*** Dataset content Section Begins ***

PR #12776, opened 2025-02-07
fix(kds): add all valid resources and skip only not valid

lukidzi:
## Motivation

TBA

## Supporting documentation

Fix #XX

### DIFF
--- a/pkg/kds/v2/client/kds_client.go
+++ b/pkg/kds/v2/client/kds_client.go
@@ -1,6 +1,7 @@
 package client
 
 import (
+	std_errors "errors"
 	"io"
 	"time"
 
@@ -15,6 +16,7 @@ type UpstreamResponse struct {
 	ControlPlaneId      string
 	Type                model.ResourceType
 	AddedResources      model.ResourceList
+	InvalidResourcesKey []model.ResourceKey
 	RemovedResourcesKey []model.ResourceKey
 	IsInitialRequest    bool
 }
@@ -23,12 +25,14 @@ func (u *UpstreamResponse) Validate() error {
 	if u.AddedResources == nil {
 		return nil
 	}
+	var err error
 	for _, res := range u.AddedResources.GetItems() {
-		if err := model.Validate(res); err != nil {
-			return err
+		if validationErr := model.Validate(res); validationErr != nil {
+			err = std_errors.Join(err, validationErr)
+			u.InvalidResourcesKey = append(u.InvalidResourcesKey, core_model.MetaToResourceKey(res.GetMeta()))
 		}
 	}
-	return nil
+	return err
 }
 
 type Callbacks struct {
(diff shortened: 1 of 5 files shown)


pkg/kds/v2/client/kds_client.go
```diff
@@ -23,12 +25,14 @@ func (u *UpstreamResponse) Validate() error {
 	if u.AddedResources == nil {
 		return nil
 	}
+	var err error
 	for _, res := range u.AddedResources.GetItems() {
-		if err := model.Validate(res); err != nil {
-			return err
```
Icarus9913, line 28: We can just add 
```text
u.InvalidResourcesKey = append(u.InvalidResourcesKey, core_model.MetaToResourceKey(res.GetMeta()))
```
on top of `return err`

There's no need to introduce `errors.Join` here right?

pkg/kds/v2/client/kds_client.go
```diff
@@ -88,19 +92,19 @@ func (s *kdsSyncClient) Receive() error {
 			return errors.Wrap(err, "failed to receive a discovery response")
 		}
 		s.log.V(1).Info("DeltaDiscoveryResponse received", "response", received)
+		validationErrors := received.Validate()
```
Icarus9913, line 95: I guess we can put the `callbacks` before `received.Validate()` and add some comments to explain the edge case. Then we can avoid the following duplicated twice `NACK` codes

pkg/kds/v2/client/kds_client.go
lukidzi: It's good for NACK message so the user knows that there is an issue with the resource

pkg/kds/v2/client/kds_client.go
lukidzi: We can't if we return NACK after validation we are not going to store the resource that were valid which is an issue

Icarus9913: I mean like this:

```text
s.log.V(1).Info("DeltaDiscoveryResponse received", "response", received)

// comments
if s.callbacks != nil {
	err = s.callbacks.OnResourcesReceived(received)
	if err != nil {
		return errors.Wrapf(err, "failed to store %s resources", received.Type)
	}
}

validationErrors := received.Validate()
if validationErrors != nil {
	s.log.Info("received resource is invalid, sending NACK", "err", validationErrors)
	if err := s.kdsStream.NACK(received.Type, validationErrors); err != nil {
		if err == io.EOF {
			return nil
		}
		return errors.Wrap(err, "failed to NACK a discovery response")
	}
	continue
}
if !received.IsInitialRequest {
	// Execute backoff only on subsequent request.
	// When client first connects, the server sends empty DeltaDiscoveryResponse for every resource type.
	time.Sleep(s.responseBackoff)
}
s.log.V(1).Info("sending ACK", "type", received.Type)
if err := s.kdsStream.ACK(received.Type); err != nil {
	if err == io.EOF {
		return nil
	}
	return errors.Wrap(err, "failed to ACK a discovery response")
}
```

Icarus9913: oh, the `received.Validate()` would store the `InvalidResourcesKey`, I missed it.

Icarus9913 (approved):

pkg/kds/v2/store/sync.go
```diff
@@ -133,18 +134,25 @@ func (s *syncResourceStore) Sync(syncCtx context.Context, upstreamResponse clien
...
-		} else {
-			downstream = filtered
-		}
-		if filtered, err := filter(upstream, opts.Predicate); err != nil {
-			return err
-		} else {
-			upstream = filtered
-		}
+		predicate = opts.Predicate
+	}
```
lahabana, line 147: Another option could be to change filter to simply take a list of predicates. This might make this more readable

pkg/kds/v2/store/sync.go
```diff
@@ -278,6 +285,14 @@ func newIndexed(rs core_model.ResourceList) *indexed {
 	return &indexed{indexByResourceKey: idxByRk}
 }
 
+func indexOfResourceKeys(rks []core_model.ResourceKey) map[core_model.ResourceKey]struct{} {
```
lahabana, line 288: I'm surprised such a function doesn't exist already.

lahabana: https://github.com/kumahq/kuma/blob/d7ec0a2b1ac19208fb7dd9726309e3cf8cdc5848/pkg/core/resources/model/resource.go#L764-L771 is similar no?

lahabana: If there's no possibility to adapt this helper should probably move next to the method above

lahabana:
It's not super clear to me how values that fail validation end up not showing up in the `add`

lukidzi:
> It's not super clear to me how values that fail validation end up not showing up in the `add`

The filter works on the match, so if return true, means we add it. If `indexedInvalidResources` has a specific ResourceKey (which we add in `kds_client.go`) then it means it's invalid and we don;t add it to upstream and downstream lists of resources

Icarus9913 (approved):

*** Dataset content Section Ends ***

◆ What you will do:
From the line holding "The filter works" to the last line of the data above, copy every line exactly and include nothing more.

◆ Result:
The filter works on the match, so if return true, means we add it. If `indexedInvalidResources` has a specific ResourceKey (which we add in `kds_client.go`) then it means it's invalid and we don;t add it to upstream and downstream lists of resources

Icarus9913 (approved):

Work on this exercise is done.